Острова утопии. Педагогическое и социальное проектирование послевоенной школы (1940—1980-е) — страница 107 из 120

• соотношение общественной и приватной сферы в структуре личности;

• роль принуждения в педагогике: свободное воспитание или предъявление требований;

• универсальная благотворная роль производительного труда или его проклятие в воспитании творческой личности.

Список «вечных» педагогических проблем можно продлить. Они каждый раз решаются по-разному в соответствии с местом действия, духом времени и масштабом личности воспитателя, но никогда не снимаются с повестки дня. В их фундаменте – неисполнимая цель-задание (термин замечательного педагога русского зарубежья С.И. Гессена), к которой стремятся все значительные педагоги: обеспечить координированный рост свободы и ответственности личности. Свобода и ответственность – две стороны педагогической медали, два плеча коромысла, которые необходимо пытаться держать в равновесии. Вот они, великие, и пытаются, остро ощущая резкий крен на одно плечо, ликвидировать создавшийся дисбаланс. Во времена гипертрофии коллективного воспитания делать упор на личностное индивидуальное развитие – этим, собственно говоря, и занимался Сухомлинский, не отрицая педагогической пользы социализации – иначе он не написал бы книгу «Мудрая власть коллектива», – но лишь предъявляя иную интерпретацию (понимание) коллектива. Сегодня, в эпоху доминирования индивидуализма в ценностных предпочтениях молодых людей, вероятно, следует сделать крен в другую сторону, трактуя доблести коллективизма в новом свете: корпоративный дух, способность работать в команде – это все то, что так ценится на рынке, без чего не реализуется ни один серьезный проект и не приходит успех ни в одном деле, включая бизнес. Кто мешает?

И так во всем. Доктор Спок – Америка содрогнулась от двух поколений истериков, воспитанных по его системе. Заласканные в детстве дети, ни в чем не знавшие отказа и ограничений, выходя в большую жизнь, где господствует жесткая конкуренция, испытывали стрессы, приводившие к фрустрациям, а порой и к суицидам. Вот вам и гипертрофия свободного воспитания. Такое опрощенное в массовом сознании восприятие его концепций в который раз доказало, что полое отрицание принуждения в воспитании есть отрицание культуры. Но сам доктор Спок был живым человеком, постоянно вносившим поправки в свои книги, и уже в конце 1950-х там появлялись главы о родительском авторитете и дисциплине.

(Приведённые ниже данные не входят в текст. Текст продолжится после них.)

PR #353, opened 2016-07-25
Fix int vs. signed_size_type mismatch

jhunold:
Introduced in f5b4e4a9fa0e491fea4644227f9e7499e0f8f36e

При всем почтении к Макаренко словосочетание «производительный труд» вызывало у меня в 1970-е годы устойчивую аллергию, поскольку за ним скрывался государственный цинизм, позволявший бессовестно использовать бесплатный детский труд. В 1970-е годы учебный год для узбекских детей начинался во второй четверти. Во время первой они убирали хлопок, за что некоторые из них получали правительственные награды. Такое же положение было в российских деревнях, где колхозы без помощи школьников не могли справиться с уборкой урожая. В собственной городской школе я обязан был использовать «воспитательный потенциал производительного труда», получая заказ на надевание резинок на пипетки. Оплата детям была гарантирована – полкопейки за штуку. Личную вину за этот педагогический абсурд Макаренко не несет. Его колонисты производили фотоаппараты ФЭД на самом современном по тем временам производстве.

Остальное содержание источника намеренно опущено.